Extracted entries: Begin

PR #312, opened 2020-08-20
Improving the definition of a Utility MFE. Also including some examples.

### LINKED ISSUE #311: Discussion: Improvement on `Utility` documentation
I've been spending some time explaining single-spa to people at Workfront and I've some potential areas for improvement in the documentation around utilities. There has been a decent amount of confusion around this point in the documentation.

Right now we [describe a `utility` as something with no routes, no single-spa api, that doesn't directly render ui, and has no lifecycles.](https://single-spa.js.org/docs/module-types)

I'm wondering if it would be better to describe it as: "An external javascript module that implements one or more aspects of a shared context outside of single-spa, but accessible to single-spa applications."

In our recommended approach a `Utility` has no direct interface with single-spa. It's just a singleton js module that exports methods that can be used by single-spa `applications`/`parcels` through `SystemJS`. A few examples of `utilities` at Canopy that would be in violation of how we describe them in the documentation:
1. `toast-service`: it directly renders ui, IIRC it isn't even initialized by the `root-config` it initializes itself when it is imported.
2. `sentry-error-logging-ui`: this has lifecycles, but the lifecycles don't match the normal single-spa lifecycles because it doesn't have it's own UI, but it does have a conceptual `bootstrap` lifecycle.
3. `feature-toggles-ui`: Before leaving canopy we added some features to this around users being able to temporarily opt-out of feature-toggles and it had ui.

I'm hoping we can have a discussion about this because I'm not sure how to describe a `utility` as an external js module without leading to more confusion.

TheMcMurder:
Closes #311

### DIFF
--- a/website/versioned_docs/version-5.x/module-types.md
+++ b/website/versioned_docs/version-5.x/module-types.md
@@ -10,13 +10,13 @@ Single-spa has [different categories](/docs/microfrontends-concept/#types-of-mic
 
 Here is how each single-spa microfrontend works conceptually. This information should help you understand our [recommendations](/docs/recommended-setup/#applications-versus-parcels-versus-utility-modules).
 
-| Topic                | Application                       | Parcel                               | Utility                              |
-| -------------------- | --------------------------------- | ------------------------------------ | ------------------------------------ |
-| Routing              | has multiple routes               | has no routes                        | has no routes                        |
-| API                  | declarative API                   | imperative API                       | no single-spa API                    |
-| Renders UI           | renders UI                        | renders UI                           | doesn't directly render UI           |
-| Lifecycles           | single-spa managed lifecycles     | custom managed lifecycles            | no lifecycles                        |
-| When to use          | core building block               | only needed with multiple frameworks | useful to share common logic         |
+| Topic                | Application                       | Parcel                               | Utility                                           |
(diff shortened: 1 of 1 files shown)


website/versioned_docs/version-5.x/module-types.md
```diff
@@ -10,13 +10,13 @@ Single-spa has [different categories](/docs/microfrontends-concept/#types-of-mic
...
 
-| Topic                | Application                       | Parcel                               | Utility                              |
-| -------------------- | --------------------------------- | ------------------------------------ | ------------------------------------ |
-| Routing              | has multiple routes               | has no routes                        | has no routes                        |
-| API                  | declarative API                   | imperative API                       | no single-spa API                    |
-| Renders UI           | renders UI                        | renders UI                           | doesn't directly render UI           |
-| Lifecycles           | single-spa managed lifecycles     | custom managed lifecycles            | no lifecycles                        |
-| When to use          | core building block               | only needed with multiple frameworks | useful to share common logic         |
+| Topic                | Application                       | Parcel                               | Utility                                           |
```
TheMcMurder, line 13: After tweaking the text in the table the table looked funny in markdown. I increased the length of the column so that it lined up nicely in markdown.

internettrans (approved):
Looks good to me

PR #316, opened 2020-08-26
Fixed typo in parcels overview

denniskigen:
Change 'single' to 'since' in the Update lifecycle explanation.


internettrans (approved):
Thanks!

PR #325, opened 2020-09-16
Update parcels-overview.md

zleight1:
Fix dead parcel links


filoxo (approved):
Thanks for catching and fixing this!

PR #326, opened 2020-09-16
Update api.md

richardbladh:
Minor change where the example code for pathToActiveWhen had the wrong path. One char added.


filoxo (approved):
Ah good catch, thanks!

PR #332, opened 2020-09-21
Updating for single-spa@5.6.0 - bootstrap is optional.

internettrans:
See related https://github.com/single-spa/single-spa/releases/tag/v5.6.0


filoxo (approved):
🙈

Extracted entries: End

* Exercise instructions *
Nothing but the lines from the one containing "PR #332, opened 2020-09-21" through the end of the entries belongs in the answer; repeat them exactly.

* Written response *
PR #332, opened 2020-09-21
Updating for single-spa@5.6.0 - bootstrap is optional.

internettrans:
See related https://github.com/single-spa/single-spa/releases/tag/v5.6.0


filoxo (approved):
🙈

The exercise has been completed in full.